第234章

箱子裡堆著些幹藥材,乾燥的泥土味和淡淡的藥味徘徊不去。

忽然,蘇敏官胸膛微微起伏,輕輕笑起來。

他將小刀藏到幾包藥材底下,然後微微撐起箱蓋,鄉野清新的空氣注入兩人身周。

「……麻了。阿妹。」

這時才覺出箱子裡空間太小。兩人擠成一團麻花,肌膚大部分貼著。他的腿一直被她壓在下面。

林玉嬋忙起身,不防腦袋撞了木板。咚的一聲輕響。她忙噤聲,豎起耳朵。還好油氈布隔了音,孤零零的駝隊周圍也沒人。

她艱難地翻轉半個身子,匍匐爬了幾寸,黑暗中摸索到一雙肩膀,已經被擰成花的喇嘛批單勒出了印子。

她收斂著力氣,慢慢幫他把那麻布批單扯掉,發現裡面的喇嘛坎肩根本就是掛上去的——他兩隻手銬在一起,沒法真穿。

林玉嬋止不住低聲傻笑,沒笑幾下,耳畔溫熱,他低下頭,和她交頸纏綿。

駝隊下了一個小小的土坡。她全身一飄,被那瞬間的失重感拋了一下。

她驀地伸手攀住他脖子,咬住那雙世上最軟最鋒利的唇,封住他的氣息,近似兇狠地回應著,半日的焦灼兇險,兩個月的絕望煎熬,全部化作報復性的攻擊欲。他的氣息裡帶著潮溼的海意,是她熟悉的氣味,洶湧地填入了她那被幾乎被沙塵風乾了的意識,注入無窮無盡的渴望。

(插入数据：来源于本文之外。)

PR #318, opened 2024-03-28
bytecode: Implement index operator

Rossiar:
Adds indexing of maps, arrays and strings. Negative indexing
is supported for arrays and strings. Adds OpSetIndex to
represent an index expression used on the left hand side
of an assignment.

Co-authored-by: joshcarp <joshcarp@users.noreply.github.com>
Co-authored-by: pgmitche <pgmitche@users.noreply.github.com>

PR #321, opened 2024-03-31
bytecode: Implement slice expressions 

Rossiar:
Support positive and negative slices in the compiler, introduce
OpNone to allow passing empty values for the start or end of a
slice to signal the vm to default the value. The vm will return
a new user error named ErrSlice if the start index of a slice
is greater than the end index.

### DIFF
--- a/pkg/bytecode/code.go
+++ b/pkg/bytecode/code.go
@@ -86,6 +86,15 @@ const (
 	// OpSetIndex represents an index operator on the left hand side of
 	// an assignment.
 	OpSetIndex
+	// OpSlice represents a slice operator used on an array or string. The top
+	// three elements are read from the stack and are the end index, start index
+	// and the data structure being operated on. OpNone is used as a default
+	// when the start or end are not specified by the user program.
+	OpSlice
+	// OpNone represents an unspecified value used where values are
+	// optional and unspecified such as the start and end value of a
+	// slice index, or the values in a step range.
+	OpNone
 )
 
 var (
@@ -139,6 +148,8 @@ var definitions = map[Opcode]*OpDefinition{
 	OpMap:      {"OpMap", []int{2}},
 	OpIndex:    {"OpIndex", nil},
 	OpSetIndex: {"OpSetIndex", nil},
+	OpSlice:    {"OpSlice", nil},
+	OpNone:     {"OpNone", nil},
 }
 
 // OpDefinition defines a name and expected operand width for each OpCode.
--- a/pkg/bytecode/compiler.go
+++ b/pkg/bytecode/compiler.go
@@ -51,6 +51,8 @@ func (c *Compiler) Compile(node parser.Node) error {
 		return c.compileAssignment(node)
 	case *parser.BinaryExpression:
 		return c.compileBinaryExpression(node)
+	case *parser.SliceExpression:
+		return c.compileSliceExpression(node)
 	case *parser.UnaryExpression:
 		return c.compileUnaryExpression(node)
 	case *parser.GroupExpression:
@@ -201,6 +203,29 @@ func (c *Compiler) compileStringBinaryExpression(expr *parser.BinaryExpression) 
 	default:
 		return fmt.Errorf("%w %s", ErrUnknownOperator, expr.Op)
 	}
+}
+
+func (c *Compiler) compileSliceExpression(expr *parser.SliceExpression) error {
+	var err error
+	if err = c.Compile(expr.Left); err != nil {
+		return err
+	}
+	if err = c.compileOrEmitNone(expr.Start); err != nil {
+		return err
+	}
+	if err = c.compileOrEmitNone(expr.End); err != nil {
+		return err
+	}
+	return c.emit(OpSlice)
+}
+
+// compilerOrEmitNone will emit OpNone if the provided parser node is
+// nil. If the node is not nil then it will be compiled as normal.
+func (c *Compiler) compileOrEmitNone(node parser.Node) error {
+	if node != nil {
+		return c.Compile(node)
+	}
+	return c.emit(OpNone)
 }
 
 func (c *Compiler) compileUnaryExpression(expr *parser.UnaryExpression) error {
--- a/pkg/bytecode/value.go
+++ b/pkg/bytecode/value.go
@@ -14,6 +14,8 @@ var (
 	// ErrMapKey reports that no value was found for a specific key
 	// used in a map index.
 	ErrMapKey = fmt.Errorf("%w: no value for map key", ErrPanic)
+	// ErrSlice reports an invalid slice where start index > end index.
+	ErrSlice = fmt.Errorf("%w: invalid slice", ErrPanic)
 )
 
 type value interface {
@@ -26,6 +28,13 @@ type indexable interface {
 	// Index returns the value at the specified key. A user error will
 	// be returned if the key is not found inside the structure.
 	Index(key value) (value, error)
+}
+
+type sliceable interface {
+	// Slice returns a subset of elements between the start (inclusive)
+	// and end (exclusive) index. A user error will be returned if start
+	// or end index are outside the bounds of the structure.
+	Slice(start, end value) (value, error)
 }
 
 type numVal float64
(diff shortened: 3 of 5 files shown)


pkg/bytecode/code.go
```diff
@@ -83,6 +83,14 @@ const (
...
 	// string variable.
 	OpIndex
+	// OpSlice represents a slice operator used on an array or string. The top
+	// three elements are read from the stack and are the end index, start index
+	// and the data structure being operated on. OpNull is used as a default
+	// when the start or end are not specified by the user program.
+	OpSlice
+	// OpNull represents a null value. It is used as a sensible default for
+	// the start or end of an OpSlice.
+	OpNull
```
camh-, line 93: I don't think this should be called `OpNull`. Evy does not have null values so I think this can be confusing down the track. I would perhaps call it `OpNoneVal` just like the type and document it as:
> OpNoneVal represents an unspecified value used where values are optional and unspecified such as
> the start and end value of a slice index or the values in a step range.

And then update any reference to "null" values in naming to refer to "none" or similar.

pkg/bytecode/compiler.go
```diff
@@ -259,6 +259,9 @@ func (c *Compiler) compileDecl(decl *parser.Decl) error {
 }
 
 func (c *Compiler) compileAssignment(stmt *parser.AssignmentStmt) error {
+	if err := c.Compile(stmt.Target); err != nil {
```
camh-, line 262: I didn't realise it was a bug to not compile the target of an assignment - I just assumed it was unimplemented because there were no more complex targets than simple variables at the time. So I don't see this as a bug fix but just extending functionality.

Since array and map values are implemented as well as the index operator, I see this change as a separate PR that allows array and map indexing on the left-hand side of an assignment. This slicing PR would follow.

The reason for this split is that 1) this functionality is not really related to slicing, and 2) it really needs more tests to test those forms of assignment. The test added in this commit does not actually test that assigning to an index works - it tests that the assignment does not affect the original value after slicing, but that test can also pass if the index assignment does not work at all. That test can be then added in the slicing PR once index assignment has been merged.

And I don't believe it does work, because the current assignment logic after this commit always creates a new global and that should not happen for array and map index assignment. It also appears that the code in the previous commit does not copy the slice so it would cause mutations in the original slice when modifying a subslice.

pkg/bytecode/value.go
```diff
@@ -134,6 +151,14 @@ func (a arrayVal) Index(idx value) (value, error) {
 	return a.Elements[index], nil
 }
 
+func (a arrayVal) Slice(start, end value) (value, error) {
+	startIdx, endIdx, err := normalizeSliceIndices(start, end, len(a.Elements))
+	if err != nil {
+		return nil, err
+	}
+	return arrayVal{Elements: a.Elements[startIdx:endIdx]}, nil
```
camh-, line 159: This is not copying the slice so mutating the original slice will mutate the slice var and vice versa:

From https://docs.evy.dev/spec.html#index-and-slice : 
> The slice expression `arr[start:end]` copies a substring or subarray [...]

Evaluator implementation: https://github.com/evylang/evy/blob/main/pkg/evaluator/value.go#L232

As commented on the next commit, the test there for testing this mutation isolation does not look like it works due to index assignments not being correctly implemented.

pkg/bytecode/compiler.go
Rossiar: > I see this change as a separate PR that allows array and map indexing on the left-hand side of an assignment

This would feel incomplete to me without being able to handle dot expressions, when I open the new PR is it reasonable to implement those in it as well?

pkg/bytecode/value.go
Rossiar: My bad, I guess the assignment problems obfuscated the real problem for me. I will revisit once the new PR is pushed to support assigning to index expressions.

pkg/bytecode/value.go
```diff
@@ -173,3 +198,45 @@ func (m mapVal) Index(idx value) (value, error) {
...
+	}
+	// end index is exclusive so can be equal to length
+	if endIdx > length || endIdx < -length {
+		return 0, 0, fmt.Errorf("%w: %d", ErrBounds, end)
+	}
+	if endIdx < 0 {
+		endIdx += length
+	}
+	if startIdx > endIdx {
+		return 0, 0, fmt.Errorf("%w: %d > %d", ErrSlice, startIdx, endIdx)
```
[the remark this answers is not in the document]
camh-: Yeah, that's also not good. I just think if you saw an error `Invalid slice: 5 > 3` where start and end are variables and you were expecting those to hold different values (hence invalid slicing), that error message would be strange - what is `5` and what is `3`? I'm not fussed about the format of the error message WRT parens, but there should be something saying that "start is greater than end" in some way so the error is clear.

pkg/bytecode/compiler.go
camh-: I think that should be fine.

Rossiar: @camh- I went back and found that we'd need a new opcode for assigning to an index expression, so I made it part of #318 - I think that dot expressions can follow in another PR

pkg/bytecode/value.go
```diff
@@ -149,6 +166,18 @@ func (a arrayVal) Set(idx, val value) error {
...
 }
 
+func (a arrayVal) Slice(start, end value) (value, error) {
+	startIdx, endIdx, err := normalizeSliceIndices(start, end, len(a.Elements))
+	if err != nil {
+		return nil, err
+	}
+	elements := make([]value, endIdx-startIdx)
+	for i := startIdx; i < endIdx; i++ {
+		elements[i-startIdx] = a.Elements[i]
```
Rossiar, line 176: From my understanding we don't need to use [copyOrRef](https://github.com/evylang/evy/blob/main/pkg/evaluator/value.go#L242) here because the composite types will pass by ref and the primitives in this file are aliased onto go primitives, so will be copied by value automatically.

pkg/bytecode/vm.go
```diff
@@ -160,9 +160,7 @@ func (vm *VM) Run() error {
 				key := vm.popStringVal()
 				m[string(key)] = val
 			}
-			if err := vm.push(m); err != nil {
-				return err
-			}
+			err = vm.push(m)
```
Rossiar, line 163: reducing cyclomatic complexity of `vm.Run()` - this will need a rethink and a fixup PR very soon as it is at 30/30 branches

Rossiar:
@camh- I have rebased onto main and fixed array slicing so it now preserves the original value and passes the test that wrote originally (without the extra erroneous OpGetGlobals) . Please take a look!

pkg/bytecode/vm.go
camh-: Just put in //golint:ignore whatever line. The `Run()` method is special in that it is written to be optimal and will likely need to break the rules to do so.

pkg/bytecode/value.go
camh-: That sounds about right. The evaluator could probably be refactored to do values the same way as you're doing here and then copyOrRef would not be needed there.

pkg/bytecode/value.go
```diff
@@ -189,3 +218,46 @@ func (m mapVal) Index(idx value) (value, error) {
...
+
+func normalizeSliceIndices(start, end value, length int) (int, int, error) {
+	startIdx := 0
+	if _, ok := start.(numVal); ok {
+		startIdx = int(start.(numVal))
+	}
+	endIdx := length
+	if _, ok := end.(numVal); ok {
+		endIdx = int(end.(numVal))
+	}
```
camh-, line 244: nit: I'd move this block of code to after the stuff with startIdx - keep all the startIdx and the endIdx stuff together.

pkg/bytecode/value.go
```diff
@@ -149,6 +166,18 @@ func (a arrayVal) Set(idx, val value) error {
...
 
+func (a arrayVal) Slice(start, end value) (value, error) {
+	startIdx, endIdx, err := normalizeSliceIndices(start, end, len(a.Elements))
+	if err != nil {
+		return nil, err
+	}
+	elements := make([]value, endIdx-startIdx)
+	for i := startIdx; i < endIdx; i++ {
+		elements[i-startIdx] = a.Elements[i]
+	}
```
camh-, line 177: You can use `copy` instead of the loop:
```go
copy(elements, a.Elements[startIdx:endIdx])
```

camh- (approved):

渴望被人安撫,渴望他指尖的觸控,渴望突如其來的戰慄,渴望一個無盡的綿長的吻,渴望被人無條件的接納……渴望佔有他,從頭到腳,從裡到外,從支離破碎的過去到無可預測的未來。

蘇敏官半躺著,雙手圈在她頸後,撥弄她的衣領,輕輕喘息著,溫柔接納她不成章法的洗掠。

從接到她的訊息開始,一個半月,他有意剋制思念的閘門,只關注於眼前的難題,出擊、拼搏、擊碎詰責和非難,不擇一切手段……

直到現在,才終於得以放縱自己,感受著身上那並不沉重、然而真實不虛的重量,彷彿塵埃中乍現甘露,恍惚中好像回到了初見她的時光。一無所有,一往無前。

他摟她更緊。忽然,木箱輕微地搖盪了一下。

咣噹。

……「憨兒?」

駝伕跟著駝隊走,終於有人注意到這裡有什麼不對勁。怎麼有頭駱駝走得有點斜!

「憨兒,怎麼回事!」有人用力敲行李架,斥道,「怎麼老往一邊兒歪呀?走直了!」

無辜的駱駝搖頭晃腦,倘若它能說話,只怕已經罵街八百句。

箱子裡的兩人連忙收斂,僵硬地抱在一起,直到駝伕的腳步聲離開,又忍不住低低嗤笑。

笑著笑著,林玉嬋突然間淚流滿面,小聲嗚咽:「你怎麼才來啊……我差點讓人砍了……嗚嗚、我差點嫁給別人啊……嗚嗚,我要是死了沒人會去給你們報訊的啊……」

蘇敏官攏著雙手,有點艱難地給她擦淚。淚水順著他的手指,流到被箍得紅腫的手腕,打溼了手銬上纏著的布條。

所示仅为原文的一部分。